Dataset items
PR #220, opened 2015-07-16
Fixes #165: Fix Glyph to handle masking of input points

### LINKED ISSUE #165: change `mask_input_points` doesn't update the TVTK pipeline
Here is the code that set `mask_input_points` to True:

```
import numpy as np
from mayavi import mlab

p, r, b = (10.0, 28.0, 3.0)
x, y, z = np.mgrid[-17:20:20j, -21:28:20j, 0:48:20j]
u, v, w = p*(y-x), x*(r-z)-y, x*y-b*z

vectors = mlab.quiver3d(x, y, z, u, v, w)
vectors.glyph.mask_input_points = True
vectors.glyph.mask_points.on_ratio = 20
vectors.glyph.glyph.scale_factor = 5.0

mlab.show()
```

but the output is not masked. To fix this I need to change the following method in components/glyph.py:

```
    def _mask_input_points_changed(self, value):
        inputs = self.inputs
        if len(inputs) == 0:
            return
        if value:
            mask = self.mask_points
            tvtk_common.configure_input(mask, inputs[0].outputs[0])
            self.configure_connection(self.glyph, mask) # add this line
        else:
            self.configure_connection(self.glyph, inputs[0])
```

dmsurti:
This fixes #165. When mask input points are set, the glyph is now connected to the mask points filter.

Test Details: 
* [Added] to check the number of glyph input points when mask points filter random mode is set
* [Added] to check the number of glyph input points when mask points filter random mode is not set
* [Updated] existing test to check the number of glyph input points, without mask filter

For radom mode: see this: http://www.vtk.org/doc/nightly/html/classvtkMaskPoints.html#a21c7c2210111116f4b06ba9f020d0ed0

### DIFF
--- a/mayavi/components/glyph.py
+++ b/mayavi/components/glyph.py
@@ -271,8 +271,10 @@ class Glyph(Component):
         if value:
             mask = self.mask_points
             tvtk_common.configure_input(mask, inputs[0].outputs[0])
+            self.configure_connection(self.glyph, mask)
         else:
             self.configure_connection(self.glyph, inputs[0])
+        self.glyph.update()
 
     def _glyph_type_changed(self, value):
         if self.glyph_type == 'vector':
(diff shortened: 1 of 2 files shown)


prabhuramachandran:
This LGTM, the appveyor failure seems random and completely unrelated to this code.  I think we should attempt to fix that at a later point.  Merging this for now.

PR #222, opened 2015-07-17
Download the wxPython source from github

itziakos:
This PR fixes the problems with downloading the wx sources from sourceforge, by using the release files provided in github

PR #221, opened 2015-07-16
Fixes #178: Fix vtk cell insertion

dmsurti:
Fixes #178.

When a cell is inserted in VTK cell array, the number of cells is updated by ensuring `update_traits` is called.

Test added to check the number of cells in empty cell array and adding 2 cells in the cell array.

TVTK Wrapper generator `_write_tvtk_method` refactored to receive `klass` name as parameter, as `klass name` and `method name` are required to ensure `update_traits` call is added only for `cell_array.insert_next_cell`.

PR #223, opened 2015-07-17
Fixes #173: Allow long keys when looking up points

### LINKED ISSUE #173: tvtk.Points ``__getitem__`` does not accept python long integers
The following example demonstrates the issue

```
In [10] points = tvtk.Points()

In [11]: points.insert_next_point((0,1,2))
Out[11]: 0L

In [12]: points[0]
Out[12]: (0.0, 1.0, 2.0)

In [13]: points[0L]  # raises TypeError
```

dmsurti:
Fixes #173.

The special code generation in wrapping code is modified to allow look up with `long` keys in addition to existing int.

Test case added to test look up with `int`, `long` keys and also `get_point`.

---
Travis may fail for `qt4` with object_cache error, known issue and `wx` for wx src download problems. See PR #221 and #222.

### DIFF
--- a/tvtk/special_gen.py
+++ b/tvtk/special_gen.py
@@ -319,8 +319,11 @@ class SpecialGenerator:
                 yield obj.GetPoint(i)
 
         def _check_key(self, key, n):
-            if type(key) != type(1):
-                raise TypeError, "Only integers are valid keys."
+            ##############################################
+            # Allow int and long keys. Fixes GH Issue 173.
+            ##############################################
+            if type(key) not in [type(1), type(1L)]:
+                raise TypeError, "Only int and long are valid keys."
             if key < 0:
                 key =  n + key
             if key < 0 or key >= n:
--- a/tvtk/special_gen.py
+++ b/tvtk/special_gen.py
@@ -322,7 +322,7 @@ class SpecialGenerator:
             ##############################################
             # Allow int and long keys. Fixes GH Issue 173.
             ##############################################
-            if type(key) not in [type(1), type(1L)]:
+            if not isinstance(key, (int, long)):
                 raise TypeError, "Only int and long are valid keys."
             if key < 0:
                 key =  n + key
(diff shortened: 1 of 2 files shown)


tvtk/special_gen.py
```diff
@@ -319,8 +319,11 @@ def __iter__(self):
                 yield obj.GetPoint(i)
 
         def _check_key(self, key, n):
-            if type(key) != type(1):
-                raise TypeError, "Only integers are valid keys."
+            ##############################################
+            # Allow int and long keys. Fixes GH Issue 173.
+            ##############################################
+            if type(key) not in [type(1), type(1L)]:
```
itziakos: I do not think it is necessary to check for type. We should just propagate the key in this case and let the vtk python to coerce the value and fail (if necessary).

itziakos: If key is not a numeric value it will fail anyway in the comparisons that follow.

dmsurti: @prabhuramachandran Can you tell why the `_check_key` calls have been added? Was that necessary for VTK < 5.10? Is it safe to drop these calls, as they are also used for IdList and DataArray?

prabhuramachandran: IIRC, the main reason for `_check_key` is to support negative indices and raise the correct exceptions where necessary.  VTK will not raise any exceptions for those cases, which could lead to a segfault.  Try this:  
```
import vtk
d = vtk.vtkDoubleArray()
d.SetNumberOfTuples(5)
d.GetTuple(-1)
d.GetTuple(100)
```
You might get a segfault!  The integer/long checks are not technically necessary but should not be harmful.  VTK will raise the exception but the user may be confused when they see the exception so I think I caught it earlier.

dmsurti: So is it fine to retain the `_check_key` call?

itziakos: keeping the `_check_key` call is ok for know, but we should rework the method to only check the for negative numbers and not the type anymore.

itziakos: probably use `isinstance` here

itziakos:
:+1:

Issue #2243, opened 2023-09-11
Alarms for c8y  are consumed from `te/+/+/+/+/a/+`


rina23q:
Cumulocity mapper should consume `te/+/+/+/+/a/+` topic instead of `tedge/alarms/+` and `tedge/alarms/+/+`.

The details is described in https://github.com/thin-edge/thin-edge.io/issues/2082.

rina23q:
Done with #2267

gligorisaev:
QA has thoroughly checked the feature and here are the results:

- [x] Test for ticket exists in the test suite. 
- tests/RobotFramework/tests/cumulocity/telemetry/c8y_child_alarms_rpi.robot
- tests/RobotFramework/tests/cumulocity/telemetry/child_device_telemetry.robot
- tests/RobotFramework/tests/cumulocity/telemetry/raise_alarms.robot
- tests/RobotFramework/tests/cumulocity/telemetry/thin-edge_device_telemetry.robot
- tests/RobotFramework/tests/cumulocity/telemetry/thin-edge_device_telemetry.robot
- [x] QA has tested the feature and it meets the required specifications.

Issue #2242, opened 2023-09-11
C8Y Mapper converts alarms/events to only JSON over MQTT


rina23q:
**Is your feature improvement request related to a problem? Please describe.**
Cumulocity Mapper converts alarms and events to either SmartREST or JSON over MQTT up to the payload patterns.
My proposal is to stop converting to SmartREST in any case, and converts to only JSON over MQTT.

Why?
The cost of supporting SmartREST with correct validation is quite high compared to the efforts.
We can simplify our current c8y-mapper code and stronger and easier validation for payload by using external JSON crate.
SmartREST is **CSV-like** format, which causes a problem how to escape special characters. Also, since it's not completely CSV, we cannot use external CSV crate.

For example, if user publishes this payload to the event topic:
```json
{
   "type":"foo,bar",
   "text":"Someone clicked",
}
```
The event type `foo,bar` is valid, however, we need an escape for `,` in SmartREST, whilst we don't need any escape for JSON over MQTT.

Another example, if given type contains `"`:
```json
{
   "type":"foo\"bar",
   "text":"Someone clicked",
}
```
The event type `foo"bar` is valid, however, what do we need to escape `"` for SmartREST? Two double-quotes or backslash? If JSON over MQTT, this escape is surely backslash as it is given by input JSON.

**Describe the solution you'd like**

**Describe alternatives you've considered**
Nothing

**Additional context**
https://github.com/thin-edge/thin-edge.io/pull/2221#discussion_r1317499361

PR #2267, opened 2023-09-17
c8y-mapper consume the "te" new alarm mqtt scheme

rina23q:
## Proposed changes
Implement #2243.

Behaviour changes:
- Defined the default values for mandatory fields for Cumulocity if it's missing or wrongly given.
a. type: `ThinEdgeAlarm`
b. text: The alarm type (the same as previous behaviour)
c. severity: `minor`
- The definition of uniqueness of alarm. Now it's per alarm type, although it was the combination of alarm type and severity previously. So, alarm A `"type": "foo", "severity": "major"` and alarm B `"type": "foo", "severity": "critical"` are no longer considered as different alarms.

## Types of changes

## Paste Link to the issue
#2243 

## Checklist

### DIFF
--- a/crates/core/c8y_api/src/json_c8y.rs
+++ b/crates/core/c8y_api/src/json_c8y.rs
@@ -1,21 +1,25 @@
+use download::DownloadInfo;
+use serde::Deserialize;
+use serde::Serialize;
+use serde_json::Value;
 use std::collections::HashMap;
-
+use std::fmt;
 use tedge_api::alarm::ThinEdgeAlarm;
+use tedge_api::alarm::ThinEdgeAlarmData;
+use tedge_api::entity_store::EntityMetadata;
+use tedge_api::entity_store::EntityType;
+use tedge_api::event::ThinEdgeEvent;
+use tedge_api::EntityStore;
 use tedge_api::Jsonify;
 use tedge_api::SoftwareListResponse;
 use tedge_api::SoftwareModule;
 use tedge_api::SoftwareType;
 use tedge_api::SoftwareVersion;
-
-use crate::smartrest::error::SMCumulocityMapperError;
-use download::DownloadInfo;
-use serde::Deserialize;
-use serde::Serialize;
-use serde_json::Value;
-use tedge_api::event::ThinEdgeEvent;
 use time::OffsetDateTime;
 
 const EMPTY_STRING: &str = "";
+const DEFAULT_ALARM_SEVERITY: AlarmSeverity = AlarmSeverity::Minor;
+const DEFAULT_ALARM_TYPE: &str = "ThinEdgeAlarm";
 
 #[derive(Debug, Serialize, Deserialize, PartialEq, Eq, Clone)]
 #[serde(rename_all = "camelCase")]
@@ -218,8 +222,8 @@ fn update_the_external_source_event(extras: &mut HashMap<String, Value>, source:
     extras.insert("externalSource".into(), value.into());
 }
 
-fn make_c8y_source_fragment(source_name: &str) -> Option<SourceInfo> {
-    Some(SourceInfo::new(source_name.into(), "c8y_Serial".into()))
+fn make_c8y_source_fragment(source_name: &str) -> SourceInfo {
+    SourceInfo::new(source_name.into(), "c8y_Serial".into())
 }
 
 #[derive(Debug, Serialize, Deserialize, PartialEq, Eq)]
@@ -236,96 +240,184 @@ impl SourceInfo {
         Self { id, source_type }
     }
 }
+
+/// Internal representation of c8y's alarm model.
+#[derive(Debug, PartialEq, Eq)]
+pub enum C8yAlarm {
+    Create(C8yCreateAlarm),
+    Clear(C8yClearAlarm),
+}
+
+/// Internal representation of creating an alarm in c8y.
+/// Note: text and time are optional for SmartREST, however,
+/// mandatory for JSON over MQTT. Hence, here they are mandatory.
 #[derive(Debug, Serialize, Deserialize, PartialEq, Eq)]
 #[serde(rename_all = "camelCase")]
 pub struct C8yCreateAlarm {
+    /// Alarm type, default is "ThinEdgeAlarm".
+    #[serde(rename = "type")]
+    pub alarm_type: String,
+
+    /// None for main device, Some for child device.
     #[serde(skip_serializing_if = "Option::is_none")]
     #[serde(rename = "externalSource")]
     pub source: Option<SourceInfo>,
 
-    pub severity: String,
+    pub severity: AlarmSeverity,
 
-    #[serde(rename = "type")]
-    pub alarm_type: String,
+    pub text: String,
 
     #[serde(with = "time::serde::rfc3339")]
     pub time: OffsetDateTime,
-
-    pub text: String,
 
     #[serde(flatten)]
     pub fragments: HashMap<String, Value>,
 }
 
-impl C8yCreateAlarm {
-    pub fn new(
-        source: Option<SourceInfo>,
-        severity: String,
-        alarm_type: String,
-        time: OffsetDateTime,
-        text: String,
-        fragments: HashMap<String, Value>,
-    ) -> Self {
-        Self {
-            source,
-            severity,
-            alarm_type,
-            time,
-            text,
-            fragments,
+/// Internal representation of clearing an alarm in c8y.
+#[derive(Debug, Serialize, Deserialize, PartialEq, Eq)]
+#[serde(rename_all = "camelCase")]
+pub struct C8yClearAlarm {
+    /// Alarm type, default is "ThinEdgeAlarm".
+    #[serde(rename = "type")]
+    pub alarm_type: String,
+
+    /// None for main device, Some for child device.
+    #[serde(skip_serializing_if = "Option::is_none")]
+    #[serde(rename = "externalSource")]
+    pub source: Option<SourceInfo>,
+}
+
+impl C8yAlarm {
+    pub fn try_from(
+        alarm: &ThinEdgeAlarm,
+        entity_store: &EntityStore,
+    ) -> Result<Self, C8yAlarmError> {
+        if let Some(entity) = entity_store.get(&alarm.source) {
+            let source = Self::convert_source(entity);
+            let alarm_type = Self::convert_alarm_type(&alarm.alarm_type);
+
+            let c8y_alarm = match alarm.data.as_ref() {
+                None => C8yAlarm::Clear(C8yClearAlarm { alarm_type, source }),
+                Some(tedge_alarm_data) => C8yAlarm::Create(C8yCreateAlarm {
+                    alarm_type: alarm_type.clone(),
+                    source,
+                    severity: C8yCreateAlarm::convert_severity(tedge_alarm_data),
+                    text: C8yCreateAlarm::convert_text(tedge_alarm_data, &alarm_type),
+                    time: C8yCreateAlarm::convert_time(tedge_alarm_data),
+                    fragments: C8yCreateAlarm::convert_extras(tedge_alarm_data),
+                }),
+            };
+            Ok(c8y_alarm)
+        } else {
+            Err(C8yAlarmError::UnsupportedDeviceTopicId(
+                alarm.source.to_string(),
+            ))
+        }
+    }
+
+    fn convert_source(entity: &EntityMetadata) -> Option<SourceInfo> {
+        match entity.r#type {
+            EntityType::MainDevice => None,
+            EntityType::ChildDevice => Some(make_c8y_source_fragment(&entity.entity_id.clone())),
+            EntityType::Service => Some(make_c8y_source_fragment(&entity.entity_id.clone())),
+        }
+    }
+
+    fn convert_alarm_type(alarm_type: &str) -> String {
+        if alarm_type.is_empty() {
+            DEFAULT_ALARM_TYPE.to_string()
+        } else {
+            alarm_type.to_string()
         }
     }
 }
 
-impl TryFrom<&ThinEdgeAlarm> for C8yCreateAlarm {
-    type Error = SMCumulocityMapperError;
-
-    fn try_from(alarm: &ThinEdgeAlarm) -> Result<Self, SMCumulocityMapperError> {
-        let severity = alarm.severity.to_string();
-        let alarm_type = alarm.name.to_owned();
-        let text;
-        let time;
-        let fragments;
-
-        match &alarm.to_owned().data {
-            None => {
-                text = alarm_type.clone();
-                time = OffsetDateTime::now_utc();
-                fragments = HashMap::new();
-            }
-            Some(data) => {
-                text = data.text.clone().unwrap_or_else(|| alarm_type.clone());
-                time = data.time.unwrap_or_else(OffsetDateTime::now_utc);
-                fragments = data.alarm_data.clone();
-            }
+impl C8yCreateAlarm {
+    fn convert_severity(alarm_data: &ThinEdgeAlarmData) -> AlarmSeverity {
+        match alarm_data.severity.clone() {
+            Some(severity) => match AlarmSeverity::try_from(severity.as_str()) {
+                Ok(c8y_severity) => c8y_severity,
+                Err(_) => DEFAULT_ALARM_SEVERITY,
+            },
+            None => DEFAULT_ALARM_SEVERITY,
         }
-
-        let source = if let Some(external_source) = &alarm.source {
-            make_c8y_source_fragment(external_source)
-        } else {
-            None
-        };
-
-        Ok(Self {
-            source,
-            severity,
-            alarm_type,
-            time,
-            text,
-            fragments,
-        })
     }
+
+    fn convert_text(alarm_data: &ThinEdgeAlarmData, alarm_type: &str) -> String {
+        alarm_data.text.clone().unwrap_or(alarm_type.to_string())
+    }
+
+    fn convert_time(alarm_data: &ThinEdgeAlarmData) -> OffsetDateTime {
+        alarm_data.time.unwrap_or_else(OffsetDateTime::now_utc)
+    }
+
+    /// Remove reserved keywords from extras.
+    /// "type", "time", "text", "severity" are ensured that they are not
+    /// in the hashmap of ThinEdgeAlarm because they are already members of the struct itself.
+    fn convert_extras(alarm_data: &ThinEdgeAlarmData) -> HashMap<String, Value> {
+        let mut map = alarm_data.extras.clone();
+        map.remove("externalSource");
+        map
+    }
+}
+
+#[derive(Debug, Serialize, Deserialize, Eq, PartialEq)]
+#[serde(rename_all(serialize = "UPPERCASE"))]
+pub enum AlarmSeverity {
+    Critical,
+    Major,
+    Minor,
+    Warning,
+}
+
+impl TryFrom<&str> for AlarmSeverity {
+    type Error = C8yAlarmError;
+
+    fn try_from(value: &str) -> Result<Self, Self::Error> {
+        match value {
+            "critical" => Ok(AlarmSeverity::Critical),
+            "major" => Ok(AlarmSeverity::Major),
+            "minor" => Ok(AlarmSeverity::Minor),
+            "warning" => Ok(AlarmSeverity::Warning),
+            invalid => Err(C8yAlarmError::UnsupportedAlarmSeverity(invalid.into())),
+        }
+    }
+}
+
+impl fmt::Display for AlarmSeverity {
+    fn fmt(&self, f: &mut fmt::Formatter) -> fmt::Result {
+        match self {
+            AlarmSeverity::Critical => write!(f, "CRITICAL"),
+            AlarmSeverity::Major => write!(f, "MAJOR"),
+            AlarmSeverity::Minor => write!(f, "MINOR"),
+            AlarmSeverity::Warning => write!(f, "WARNING"),
+        }
+    }
+}
+
+#[derive(thiserror::Error, Debug)]
+pub enum C8yAlarmError {
+    #[error("Unsupported alarm severity in topic: {0}")]
+    UnsupportedAlarmSeverity(String),
+
+    #[error("Unsupported device topic ID in topic: {0}")]
+    UnsupportedDeviceTopicId(String),
 }
 
 #[cfg(test)]
 mod tests {
+    use crate::json_c8y::AlarmSeverity;
     use anyhow::Result;
     use assert_matches::assert_matches;
+    use mqtt_channel::Message;
+    use mqtt_channel::Topic;
     use serde_json::json;
-    use tedge_api::alarm::AlarmSeverity;
     use tedge_api::alarm::ThinEdgeAlarm;
     use tedge_api::alarm::ThinEdgeAlarmData;
+    use tedge_api::entity_store::EntityRegistrationMessage;
     use tedge_api::event::ThinEdgeEventData;
+    use tedge_api::mqtt_topics::EntityTopicId;
     use test_case::test_case;
     use time::macros::datetime;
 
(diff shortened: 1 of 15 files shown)


crates/core/tedge_api/src/alarm.rs
```diff
@@ -1,58 +1,84 @@
...
+    pub alarm_type: Option<String>,
 
-#[derive(Debug, Serialize, Deserialize, Eq, PartialEq)]
-pub enum AlarmSeverity {
-    Critical,
-    Major,
-    Minor,
-    Warning,
+    /// Alarm source retrieved from the MQTT topic.
+    pub source: EntityMetadata,
```
didier-wenzek, line 17: I think it would be more appropriate to use an [`EntityTopicId`](https://github.com/thin-edge/thin-edge.io/blob/main/crates/core/tedge_api/src/mqtt_topics.rs#L213) instead of an [`EntityMetadata`](https://github.com/thin-edge/thin-edge.io/blob/main/crates/core/tedge_api/src/entity_store.rs#L288).

- An `EntityTopicId` is just an identifier such as `device/xyz//`, while an `EntityMetadata` contains all the data attached to that entity.
- Using an `EntityMetadata` to identify the source of an alarm makes things a bit more involved (one needs an [`EntityStore`](https://github.com/thin-edge/thin-edge.io/blob/main/crates/core/tedge_api/src/entity_store.rs#L58) to decode the `EntityTopicId` extracted from the alarm topic.
- One can not represent an alarm sent by a device that is not registered yet (as it is then unknown from the `EntityStore`).

crates/core/tedge_api/src/alarm.rs
```diff
@@ -1,58 +1,84 @@
...
+            data: None,
+        }
+    }
 
-    #[error("Unsupported alarm severity in topic: {0}")]
-    UnsupportedAlarmSeverity(String),
+    /// Override "type" when it is provided in payload.
+    pub fn with_alarm_data(self, mut data: ThinEdgeAlarmData) -> Self {
+        match data.extras.remove("type") {
+            Some(maybe_type_from_payload) => match maybe_type_from_payload.as_str() {
```
didier-wenzek, line 52: Why do we need this second match ` maybe_type_from_payload.as_str()` ?

crates/core/c8y_api/src/json_c8y.rs
```diff
@@ -236,95 +238,167 @@ impl SourceInfo {
...
-        Ok(Self {
-            source,
-            severity,
-            alarm_type,
-            time,
-            text,
-            fragments,
-        })
+    // TODO: Ask which one is better, using default or returning an error.
+    fn convert_severity(alarm_data: &ThinEdgeAlarmData) -> AlarmSeverity {
```
didier-wenzek, line 325: In that case, using a default value is appropriate and convenient for the users.

crates/extensions/c8y_mapper_ext/src/alarm_converter.rs
```diff
@@ -33,62 +34,67 @@ impl AlarmConverter {
...
-                    output_messages.push(Message::new(&c8y_alarm_topic, cumulocity_alarm_json));
+                match c8y_alarm.data {
+                    Some(ref alarm_data) if !alarm_data.fragments.is_empty() => {
+                        // JSON over MQTT
+                        let cumulocity_alarm_json = serde_json::to_string(&c8y_alarm)?;
+                        let c8y_alarm_topic = Topic::new_unchecked(C8Y_JSON_MQTT_ALARMS_TOPIC);
+                        output_messages.push(Message::new(&c8y_alarm_topic, cumulocity_alarm_json));
+                    }
+                    _ => {
+                        // SmartREST
```
didier-wenzek, line 87: Why not sending all the alarms using C8Y JSON?

crates/extensions/c8y_mapper_ext/src/alarm_converter.rs
```diff
@@ -33,62 +34,67 @@ impl AlarmConverter {
...
+                    let tedge_alarm_data =
+                        ThinEdgeAlarmData::try_from(mqtt_payload).map_err(|e| {
+                            ThinEdgeAlarmDeserializerError::FailedToParseJsonPayload {
+                                topic: mqtt_topic,
+                                error: e.to_string(),
+                                payload: mqtt_payload.chars().take(50).collect(),
+                            }
+                        })?;
+                    ThinEdgeAlarm::new(alarm_type, source).with_alarm_data(tedge_alarm_data)
+                };
```
didier-wenzek, line 74: This logic should be in `tedge_api::alarms` as this is unrelated to Cumulocity.

crates/core/tedge_api/src/alarm.rs
```diff
@@ -1,58 +1,84 @@
...
 pub struct ThinEdgeAlarm {
-    pub name: String,
-    pub severity: AlarmSeverity,
-    #[serde(flatten)]
-    pub data: Option<ThinEdgeAlarmData>,
-    pub source: Option<String>,
-}
+    /// Alarm type retrieved from the MQTT topic or payload.
+    /// The "type" given from the payload has priority to the one from the topic.
+    pub alarm_type: Option<String>,
```
didier-wenzek, line 14: Why not a `String` as the empty string is a valid alarm type (for thin-edge).

crates/core/tedge_api/src/alarm.rs
```diff
@@ -1,58 +1,84 @@
...
-
 use serde_json::Value;
 use std::collections::HashMap;
-/// In-memory representation of ThinEdge JSON alarm.
-#[derive(Debug, Serialize, Deserialize, Eq, PartialEq)]
+use std::convert::TryFrom;
+
+/// Internal representation of ThinEdge alarm model.
+#[derive(Debug, Eq, PartialEq)]
 pub struct ThinEdgeAlarm {
```
didier-wenzek, line 11: I really like this decomposition of an alarm in two parts: one extracted from the topic, the other from the payload.

- My initial idea was to have a single structure, but I agree that this leads to issues when parsing an MQTT message.
- Using an optional payload makes clear and less error prone the case of the empty messages used to clear alarms.

That said it would be good to find a generic approach here. The same pattern `(source, type, payload)` is used for alarms, events, measurements, commands ...

didier-wenzek (commented):
I have some questions

crates/core/tedge_api/src/alarm.rs
rina23q: The hashmap `data.extras` may have `type: true` (boolean), not the desirable type. In this case, `as_str()` returns `Err`. If it's `Err`, I want to use the default type `ThinEdgeAlarm`.

crates/extensions/c8y_mapper_ext/src/alarm_converter.rs
rina23q: Agree! Still need to check how to clear an alarm by JSON over MQTT though. But I would address this later with https://github.com/thin-edge/thin-edge.io/issues/2242.

crates/extensions/c8y_mapper_ext/src/alarm_converter.rs
rina23q: You are right. The logic should move to the `ThinEdgeAlarm` side.

crates/core/tedge_api/src/alarm.rs
rina23q: Actually it should be `String`. I was overthinking about the case like `te/device/main///a/` (empty type), but this must be `"".to_string()`, not `None`. In short, I'll fix it.

crates/extensions/c8y_mapper_ext/src/alarm_converter.rs
```diff
@@ -33,62 +34,67 @@ impl AlarmConverter {
...
-                            payload: mqtt_payload.chars().take(50).collect(),
-                        }
-                    })?;
-                let c8y_alarm = C8yCreateAlarm::try_from(&tedge_alarm)?;
+                let tedge_alarm = if mqtt_payload.is_empty() {
+                    // Clearing an alarm
+                    ThinEdgeAlarm::new(alarm_type, source)
+                } else {
+                    // Creating an alarm
+                    let tedge_alarm_data =
```
albinsuresh, line 65: I'd just restore that old `ThinEdgeAlarm::try_from` function or something like `impl TryFrom<&Message> for ThinEdgeAlarm`

crates/extensions/c8y_mapper_ext/src/alarm_converter.rs
albinsuresh: Just legacy, I guess. But doing that would be much better, in terms of code complexity, as then we just need to create one `C8yCreateAlarm` structure and use that both for MQTT as well as HTTP.

crates/extensions/c8y_mapper_ext/src/converter.rs
```diff
@@ -318,33 +318,19 @@ impl CumulocityConverter {
...
+            let mqtt_messages = self
+                .alarm_converter
+                .try_convert_alarm(entity, input, alarm_type)?;
             Ok(mqtt_messages)
-        } else if topic.name.starts_with(INTERNAL_ALARMS_TOPIC) {
-            self.alarm_converter.process_internal_alarm(message);
-            Ok(vec![])
         } else {
-            Err(ConversionError::UnsupportedTopic(topic.name.clone()))
+            Ok(vec![])
```
albinsuresh, line 333: I'd return an error about unknown entity so that this error is properly reported on `tedge/errors`.

crates/core/tedge_api/src/alarm.rs
```diff
@@ -1,58 +1,84 @@
...
+    /// All other alarm data retrieved from the MQTT payload.
+    /// None means the message is meant to clear an alarm.
+    pub data: Option<ThinEdgeAlarmData>,
 }
 
-/// In-memory representation of ThinEdge JSON alarm payload
+/// Internal representation of the JSON MQTT payload.
 #[derive(Debug, Serialize, Deserialize, Eq, PartialEq)]
 pub struct ThinEdgeAlarmData {
+    pub severity: Option<String>,
```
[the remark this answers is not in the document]
rina23q: It's thin-edge level. I thought the new scheme would allow full freedom for any fields. Rather, why do we need to have limited `severity` as Cumulocity?

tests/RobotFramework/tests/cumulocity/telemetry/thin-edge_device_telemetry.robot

» Exercise prompt:
Only the lines above starting at the line that holds "mode is not set" and ending at the line that holds "without mask filter" are to be repeated, exactly and in full.

» Solution to the exercise:
* [Added] to check the number of glyph input points when mask points filter random mode is not set
* [Updated] existing test to check the number of glyph input points, without mask filter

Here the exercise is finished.